Issue #682, opened 2015-04-17
Clients.claim() does not deal with a client already controlled by another registration


nikhilm:
Consider a page located at /a/b/c/d.html

1. Register SW for /a
2. Load d.html -> d is controlled by /a
3. Register another SW for /a/b. Now d is still controlled by /a but the 'matching registration for scope' will be '/a/b'
4. Register another SW for '/a/b/c'. This SW calls claim() in onactivate.
    At this point, we should first run Handle Service Worker Client Unload steps with the client, then change the client's active worker. The former is not being done right now.

jungkees:
`.claim()` claims all the clients whose origin is the same origin to the service worker the method is running  on to be immediately controlled by it as long as the service worker is an active worker.

In the example, the registration for '/a', for '/a/b' and for '/a/b/c' are three different registrations. And at step 4, the service worker in the registration for '/a/b/c', as it's been an active worker already, immediately becomes the controller for d.html which was being controlled by the registration for '/a' by this time.

I don't see a reason Handle Service Worker Client Unload should be run here. Please let me know if I'm misunderstanding your question.

jakearchibald:
In @nikhilm's example, imagine the registration with scope `/a` has an active worker and a waiting worker. The waiting worker cannot become active until all its clients are gone. It only has one client, `/a/b/c/d.html`.

* New registration with scope `/a/b/c` is created
* SW for `/a/b/c` activates
* SW for `/a/b/c` calls `clients.claim()`
* `/a/b/c/d.html` is now controlled by the registration at scope `/a/b/c`

This means the registration with scope `/a` now has no clients, so its waiting worker should become active. As @nikhilm says, calling Handle Service Worker Client Unload before [3.1.3.1](https://slightlyoff.github.io/ServiceWorker/spec/service_worker/#clients-claim) should make this possible.

nikhilm:
:+1: @jakearchibald

jungkees:
Gotcha! Thanks!

PR #1506, opened 2020-02-26
Define Purge Service Worker Registrations

jungkees:
This change adds an algorithm, Purge Service Worker Registrations, that
immediately unregister - by calling into Clear Registration - service
worker registrations for a given origin. It takes an origin and a
boolean argument for unclaiming controlled clients. This is designed for
Clear-Site-Data's "storage" directive. job's immediate unregister flag
added in this change can be used for unregister({immediate: true}) or
alternative designs as a TODO.

Issue: https://github.com/w3c/ServiceWorker/issues/614.

### DIFF
--- a/docs/index.bs
+++ b/docs/index.bs
@@ -2351,6 +2351,8 @@ spec: webappsec-referrer-policy; urlPrefix: https://w3c.github.io/webappsec-refe
     A <a>job</a> has a <dfn id="dfn-job-list-of-equivalent-jobs">list of equivalent jobs</dfn> (a list of <a>jobs</a>). It is initially the empty list.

▸ **WORK ORDER**:
Each line above from the one with "At this point, we" up to and including the one with "an active worker." must be set down exactly, and no line outside that span may appear.

▸ **ANSWER SECTION**:
    At this point, we should first run Handle Service Worker Client Unload steps with the client, then change the client's active worker. The former is not being done right now.

jungkees:
`.claim()` claims all the clients whose origin is the same origin to the service worker the method is running  on to be immediately controlled by it as long as the service worker is an active worker.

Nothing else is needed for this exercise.